The thing about potatoes is that they are one of the few crops you can put fresh compost or manure on. Roots will fork, and beans aren't really that bothered. The "difficult" third quadrant - the miscellaneous - can usually take compost, especially if you tend to grow as many gourds as I do. But, potatoes get it first.
This is also the reason that roots go fourth. They really don't want anything that encourages them to make extra roots. We're usually after one big root per plant. Carrots, parsnips, beetroot and the rest of them store better, look better and are easier to cook with one nice long (or fat, depending on variety) root. I don't think it makes much difference to the taste, but we do like to store them for a good few months. Maybe up to 10.

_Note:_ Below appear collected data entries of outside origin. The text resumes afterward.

PR #327, opened 2026-08-14
feat(assistant): user-configurable MCP tool servers

irichard00:
Adds a generic MCP client to the assistant. Users register streamable-HTTP tool servers in settings, and those tools become available to the agent during every run, alongside the built-in ones.

This is a standalone feature for CE users — nothing in it is specific to any deployment. It also introduces the `resolve_toolsets_for_user` seam, mirroring the existing `resolve_model_for_user`, so a downstream build can inject additional toolsets without patching the runtime.

## What's here

- **`AssistantMCPServer`** — per-user, unique name, optional `Authorization` header encrypted at rest with the same backend as BYOK provider keys.
- **`runtime/mcp.py`** — turns rows into pydantic-ai toolsets. Uses `MCPToolset` rather than the deprecated `MCPServerStreamableHTTP` (removed in pydantic-ai v2).
- **The seam** in `ee/assistant/model_provider.py`, and `toolsets=` wired into `_run_turn`.
- **CRUD API** under `/api/users/me/ai-assistant/mcp-servers/`, reusing the existing SSRF policy for user-supplied URLs.
- **Settings UI** section under AI Assistant.

## Design note: tool servers are additive

A tool server must never be able to take down the assistant. A server that is blocked, unreachable, or has an undecryptable credential is **skipped for that run** — the turn proceeds with whatever else built, and a `tool_servers_skipped` event tells the user which one was dropped and why. Silently losing a capability is nearly as bad as failing, so the event matters as much as the fail-open.

`tool_prefix` is derived from the server name and always non-empty (falling back to the row id), since an empty prefix would let a server's tools collide with the built-in ones.

## Test plan

- [x] `pi_dash/tests/contract/assistant/test_mcp_servers.py` — model, CRUD, and toolset construction, including: credential never echoed back, preserved across an unrelated PATCH, clearable with an explicit empty string; ownership scoping; per-user name uniqueness; blocked URLs rejected on create and skipped (not fatal) at build time; one broken row not affecting the others
- [ ] CI run (the ambient dev environment here has no `celery`, so the suite could not be executed locally)


irichard00:
## Self-review finding (fixed in 832073bd)

One finding, surfaced while reviewing the downstream cloud PR.

**Credit exhaustion was indistinguishable from a crash.** `_classify_error` had no branch for 402, so a provider rejecting a request for lack of balance produced *"The assistant hit an unexpected error."* — and logged it via `logger.exception` as though it were a bug.

This isn't cloud-specific: OpenRouter and any other routed or metered provider answers 402 for an empty balance, so a CE user on BYOK hits it too. Added a `provider_out_of_credit` classification alongside the existing auth/unreachable/model branches.

Also worth a reviewer's eye: **`MCPServerStreamableHTTP` is deprecated** and removed in pydantic-ai v2, so this uses `MCPToolset` with `.prefixed()` — prefixing moved from a constructor argument to a wrapper, and the connect timeout is `init_timeout`. Worth knowing if anyone writes MCP code against the older docs.

irichard00:
## Second review pass — one serious finding (fixed in 7f7368ed)

Went back over the resilience claim rather than trusting it, and it was **half-implemented**.

### A dead tool server failed the entire turn

The docstring says *"a tool server that is unreachable must never take the assistant down with it"* — but `build_toolsets` only skipped failures during **construction**, and construction does no I/O. The connection opens when the agent *enters* the toolset, at the start of the run. Verified directly against a refused port:

```
RESULT: run RAISED -> RuntimeError  Client failed to connect: All connection attempts failed
```

So one broken tool server cost the user their assistant entirely — the exact failure the design set out to prevent. My own comment ("Building a toolset never performs I/O — an unreachable server fails later, during the run") described the hole accurately without my noticing it *was* one.

`ResilientToolset` now absorbs connect and tool-listing failures, reports no tools, and records the reason; `_report_runtime_tool_failures` emits `tool_servers_skipped` afterwards so the user still learns which capability was missing. Re-verified: the run now completes with the failure recorded.

### Colliding tool prefixes silently shadowed each other

Names are unique per user, but slugification is lossy — "My Tools", "my-tools" and "my_tools" all reduce to `my_tools`. Two servers sharing a prefix expose duplicate tool names to the model, which has no way to detect it. Prefixes are now disambiguated per run, ordered by `created_at` so they stay stable.

Both are covered by new tests, including one that runs a real agent turn against a refused port.

irichard00:
## Third review pass (2f2f0bcf)

Adds one seam, prompted by tracing the downstream cloud build against its design goals.

`_model_label` read the BYOK config directly to decide what to record as a turn's `model_used`. Any build that resolves models from somewhere other than that config — which is what the `resolve_model_for_user` seam exists to allow — therefore recorded an **empty** model on every turn.

That is a gap in the seam set rather than a cloud problem: `resolve_model_for_user` lets a build choose the model, but nothing let it say what it chose. `model_label_for_user` closes it. **CE behaviour is unchanged** — the default implementation is exactly the code that was inlined before, moved behind the seam.

PR #326, opened 2026-08-07
OPENHUB-45 Add folded comments concept to PiDash

irichard00:
## Summary

- add opt-in `fold` labels to issue comments and expose them through the API/types
- add `--fold` to `pidash comment add` and `fold` to the assistant comment tool
- exclude folded comments from agent-run prompt context and document the behavior for agents
- render folded comments collapsed by default with click-to-expand in Web and Space

## Validation

- `cargo test --manifest-path runner/Cargo.toml cli::comment` (6 passed)
- feature-specific Django prompt/assistant/serializer tests (5 passed)
- `manage.py sqlmigrate db 0156`
- `pnpm turbo run check:types --filter=space` and dependency builds
- changed-file OxLint and formatting checks

## Existing baseline issues observed

- Web type checking reaches an unrelated existing fixture error in `apps/web/tests/runners/runner-runs-page.test.tsx:94` (`IAgentRunPage` fixture lacks `page`/`per_page`); no changed file reports a type error.
- An expanded prompting test run passes 41/42; the remaining existing soft-delete test tries to connect to RabbitMQ on an unexposed host port.
- `makemigrations --check` reports unrelated pre-existing model drift after migration `0156`; it proposes no further change for `IssueComment.labels`.

PR #330, opened 2026-08-18
Make folded comments visible as a count in the agent prompt

irichard00:
## Summary

Follow-up to #326. Folded comments were removed from the run prompt *silently* — the agent could not tell anything had been hidden, so it had no basis for deciding whether to go read it.

Worse, an issue whose comments were all folded rendered as `(no comments on this issue yet)`, which is false and could lead an agent to conclude a thread had never been discussed.

- `_comments_section` appends a note with the folded count and the command to read them
- the all-folded case now says so explicitly instead of claiming the thread is empty
- the parent-issue line gains the same subset count: `The parent has 7 comment(s), 1 of them folded; ...`
- `validation.py`'s sample context gains `folded_comments_count` so the strict renderer keeps passing for every kind

Folded comments remain excluded from the prompt body — only their existence is surfaced. `pidash comment list` is unchanged.

## Validation

- `pytest pi_dash/tests/unit/prompting` — 95 passed, 1 pre-existing failure (`test_context_code_reviews_excludes_soft_deleted` needs RabbitMQ, unexposed locally; same baseline noted in #326)
- Three new tests: folded note present, all-folded thread does not read as empty, unfolded thread carries no note
- Rendered the parent line at folded counts 0/1/3 to confirm the clause only appears when non-zero

## Note

`fragments/01_intro.md` is updated alongside `sections/intro.md` per the sync convention established in #264 / #272. Only `sections/` reaches a real run.

### DIFF
--- a/apps/api/pi_dash/prompting/context.py
+++ b/apps/api/pi_dash/prompting/context.py
@@ -52,6 +52,19 @@ def _issue_comment_count(issue: Issue) -> int:
     return IssueComment.objects.filter(issue=issue).count()
 
 
+def _folded_comment_count(issue: Issue) -> int:
+    """How many of ``issue``'s comments carry the ``fold`` label.
+
+    Folded comments are omitted from the rendered thread (see
+    ``_comments_section``), so the count is surfaced alongside it to keep the
+    omission visible — an agent that cannot see *that* something was hidden
+    has no way to decide whether it needs to go read it.
+    """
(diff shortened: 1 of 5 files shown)


irichard00:
Closing — the existing prompt already gives the agent what it needs here: visible comments are numbered in the rendered thread, and the parent line carries its own count. Not worth the extra prompt surface. Branch `pi-dash/openhub-45-folded-counts` is left in place if we want to revisit.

So, where the carrots were is now covered by all the two-year old compost.
People get very concerned with making compost. This is usually because they want to fast. Well, I don't have the time to rush things, so I make my compost slowly.
My compost bins have a capacity of about 2.5 cubic meters. It takes all year to fill one. Well, it doesn't actually take that long. When I get raking leaves, I can fill one in an afternoon. Mowing with the big mower in early summer can fill one in a few hours. But, I fill it many times in a single year. I fill it to overflowing, and soon enough it starts to sink down into itself, ready to be topped up.
You can layer your compost according to the science - by no means a bad thing - but I don't. You can turn it once or twice a year, but I don't do that either. I make sure that I get a really good mix of vegetable matter in there.
A thick layer of leaves will probably take more than a year to decompose properly, but if you mix it in with grass clippings and carrot tops and ashes from the occasional Social Event With Fire (and the stove, of course) and some piggy poop (if you have such a thing!), it doesn't really matter if it gets all the way down to thick delicious humus. I prefer my compost to finish on in the field anyway.
So, I shipped it all out, piled it up where the carrots were and it can stay there for the winter. I like to think that if I keep it at about 30cm depth now, it'll protect the ground for a while, but also give the worms a really good target to have a go at. Let them pull it into the soil, saves me the trouble of having at it with a fork in spring.
And then, start filling it back up again!